Así que, si desea ver el mal personificado, no busque en las películas de exorcismos. Baste ver el rostro de muchos funcionarios de Estado con su mirada vacía, ausente, velada y opaca. Baste oír sus discursos plagados de mentiras y falsedades. Baste tener a ojos vistas sus traiciones al pueblo de Guatemala y tendrá al mismísimo chamuco enfrente, aunque no huela a azufre sino al aroma de algún perfume caro.

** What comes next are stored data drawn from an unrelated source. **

PR #322, opened 2024-02-16
feat: [Restricted Actions] MovePlayerTo action

sandrade-dcl:
### What this PR includes?
- Support `movePlayerTo` action from Restricted Actions SDK API.


Explorer/Assets/DCL/Character/CharacterMotion/Systems/InterpolateCharacterSystem.cs
```diff
@@ -46,7 +47,18 @@ private void TeleportPlayer(in Entity entity, in CharacterController controller,
...
-        [None(typeof(PlayerTeleportIntent))]
+        private void MovePlayer(in Entity entity,in CharacterController controller, ref CharacterPlatformComponent platformComponent, in PlayerMoveIntent moveIntent)
+        {
+            platformComponent.CurrentPlatform = null;
+
+            // Move the character inside the scene
+            controller.transform.position = moveIntent.Position;
+
+            World.Remove<PlayerMoveIntent>(entity);
+        }
```
Kinerius, line 58: This is the same logic as `TeleportPlayer` method with `PlayerTeleportIntent` which is only used to reposition the character. We should merge both into something with a better name like `ForcePlayerReposition`

Explorer/Assets/DCL/Character/CharacterMotion/Systems/RotateCharacterSystem.cs
```diff
@@ -51,5 +53,18 @@ protected override void Update(float t)
...
+
+        [Query]
+        private void ForceLookAt(in Entity entity, ref CharacterRigidTransform rigidTransform, ref CharacterTransform transform, in PlayerLookAtIntent lookAtIntent)
+        {
+            // Rotate player to look at camera target
+            Vector3 newLookDirection = lookAtIntent.LookAtTarget - transform.Position;
+            newLookDirection.y = rigidTransform.LookDirection.y;
+            newLookDirection.Normalize();
+            rigidTransform.LookDirection = newLookDirection;
+            transform.Transform.forward = newLookDirection;
```
Kinerius, line 65: There is no need to force the rotation into the new value, this system is going to lerp the rotation properly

«Los ojos son las ventanas del alma», dijo el jesuita Javier Rojas, y a la vez explicó: «Me cautivan los ojos que irradian sencillez, transparencia y sorpresa. Estoy convencido de que la mirada de una persona dice mucho de quién es ella». Y también explicitó sobre la contradicción: «Da pena ver miradas tan tristes, tan vacías, tan superficiales e incluso, perdidas», y cerró luego su alocución magistralmente: «Por eso cautivan los ojos de las personas que transmiten frescura y libertad»[2].
Amigo lector, sepa usted que, el mal, no tiene mirada de frescura ni de libertad.